The Humanizer's Uncanny Valley
To gauge Humanizer's efficacy, we subjected a Gemini-produced LinkedIn post to Siqi Chen’s tool. The original post, discussing business insights from the movie Nightcrawler, aimed for professional impact but exhibited typical AI tells. It then underwent processing through Humanizer, a skill developed for Claude Code, which provides both a 'draft' and a 'final result' output.
Results proved mixed. Often, the 'draft' version offered a superior outcome, simplifying the text without sacrificing depth. The subsequent 'final result,' however, frequently oversimplified, stripping out impactful vocabulary. Humanizer notably removed terms like 'masterclass' and 'market penetration,' presumably deeming them too complex for human readability.
Furthermore, Humanizer introduced awkward and unnatural phrasing. For instance, 'Lou didn't just stumble into success' became the clunky 'Lou didn't luck into it,' a phrase few would use organically. The tool also failed to eliminate all AI tells, retaining formulaic comma-separated lists—a common characteristic of LLM output, as outlined on the Wikipedia page 'Signs of AI writing.' For those interested in the underlying code and further development, explore blader/humanizer: Claude Code skill that removes signs of AI-generated writing from text.
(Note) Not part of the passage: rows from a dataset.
PR #5868, opened 2023-07-09
Allow intended error logging before `$_SESSION` set

mc12345678:
If a log is requested to be generated before `$_SESSION` has been set or specifically if `$_SESSION['languages_id']` is not set, then the absence of that data causes an issue/error such as the below:

[Date Time Timezone] PHP Warning:  Undefined global variable $_SESSION in /catalog-path/includes/extra_configures/enable_error_logging.php on line 84
[Date Time Timezone] PHP Warning:  Trying to access array offset on value of type null in /catalog-path/includes/extra_configures/enable_error_logging.php on line 84

This commit allows that to not exist and adds more information onto the reporting to indicate that it didn't exist at the time of log generation.

### DIFF
--- a/includes/extra_configures/enable_error_logging.php
+++ b/includes/extra_configures/enable_error_logging.php
@@ -81,7 +81,7 @@ function zen_debug_error_handler($errno, $errstr, $errfile, $errline)
     if (!empty($backtrace)) {
         $backtrace = PHP_EOL . rtrim($backtrace);
     }
-    $language_info = ', Language id ' . $_SESSION['languages_id'];
+    $language_info = ', Language id ' . ($_SESSION['languages_id'] ?? 'not set');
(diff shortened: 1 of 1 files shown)


includes/extra_configures/enable_error_logging.php
```diff
@@ -81,7 +81,7 @@ function zen_debug_error_handler($errno, $errstr, $errfile, $errline)
     if (!empty($backtrace)) {
         $backtrace = PHP_EOL . rtrim($backtrace);
     }
-    $language_info = ', Language id ' . $_SESSION['languages_id'];
+    $language_info = ', Language id ' . ($_SESSION['languages_id'] ?? 'SESSION[languages_id] NOT DEFINED');
```
lat9, line 84: How about a simple 'not set', like the IP address?

lat9 (changes requested):
See comment for line 84.

includes/extra_configures/enable_error_logging.php
mc12345678: At the time of entry, it seemed more informative to have something other than "not set" which can occur in a fully executed and completed load as compared to a call occurring before the value is available.

Modified it anyways to align with the other "not set" type values.

lat9 (approved):

lat9:
Thanks, @mc12345678.

PR #5869, opened 2023-07-10
correct check for valid cID

torvista:
Fixes Bug:
Create a new category and save it: browser redirects to the top category listing due to this check for valid category being incorrect.


drbyte:
Manually merged separate from this PR due to merge conflicts.

torvista:
It does not look fixed:
https://github.com/zencart/zencart/blob/d427cbfe884e00e95d35774636474727935e807b/admin/category_product_listing.php#L38-L40
should be
`if (!$sniffer->rowExists(TABLE_CATEGORIES, 'categories_id', $_GET['cID'])) {`

drbyte:
Thanks for checking. Should be there now.

PR #6793, opened 2024-10-02
Changing admin image display to size via CSS instead of HTML attribute

retched:
This change allows the image to be resized dynamically via CSS instead of hardcoded via HTML  attributes.

For example: the pictures in the category listing would be stretched to fit both the height and width of the image settings as designated in the admin backend. This change moves the setting of the image's height and width to CSS where appropriate (ie. where the image's height or width are set in the function call).

### DIFF
--- a/admin/category_product_listing.php
+++ b/admin/category_product_listing.php
@@ -694,7 +694,7 @@ if (is_dir(DIR_FS_CATALOG_IMAGES)) {
                       <a href="<?= zen_catalog_href_link('index', zen_get_path($category['categories_id'])) ?>" rel="noopener" target="_blank" title="<?= BOX_HEADING_CATALOG ?>"><?= zen_icon('popup', BOX_HEADING_CATALOG, '') ?></a>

Beyond the Bot: What Is 'Human'?
Despite Siqi Chen's Humanizer skill leveraging the "Signs of AI writing" Wikipedia page to purge robotic tics, its real-world test revealed a fundamental truth. The tool struggled to truly transform a Gemini-generated LinkedIn post. Its "final result" often oversimplified complex ideas, altering "masterclass" to something generic and introducing unnatural phrasing like "Lou didn't luck into it."
This highlights that human writing extends far beyond merely excising "AI slop." What makes text feel authentically human? It encompasses layers of nuance, subtext, and a writer's unique voice. Genuine human expression carries specific intent, embeds personal experience, and even tolerates—or celebrates—imperfection.
The experiment forces a deeper philosophical inquiry into the essence of human communication. It is not just about avoiding "not just X, but also Y" patterns or excessive em-dashes. True humanization requires adding complex, positive attributes that current algorithms, focused on removing negatives, cannot yet replicate.
Ultimately, tools like Humanizer operate on a subtractive model, aiming to make text "less AI." They struggle to inject the subjective emotional resonance, cultural context, and idiosyncratic flair that define genuine human thought. This persistent gap demonstrates technology has yet to grasp the full, intricate tapestry of human communication.
Frequently Asked Questions
What is the Humanizer skill for Claude?
Humanizer is a skill for the Claude Code platform, created by Siqi Chen, designed to edit AI-generated text to make it sound less robotic and more like it was written by a person.
What are the common signs of AI writing or 'AI slop'?
Common signs include the overuse of specific phrases like 'not just X, but also Y,' excessive em-dashes, a repetitive vocabulary, and formulaic sentence structures.
Does the Humanizer tool actually work?
The results are mixed. While it can simplify text and remove some AI tells, tests show it sometimes oversimplifies concepts or introduces new, awkward phrasing, failing to fully 'humanize' the content.
How does Humanizer try to match a user's writing style?
It includes a 'voice calibration' feature where a user can paste their own writing. The tool then analyzes this sample to match the user's tone and style in its edits.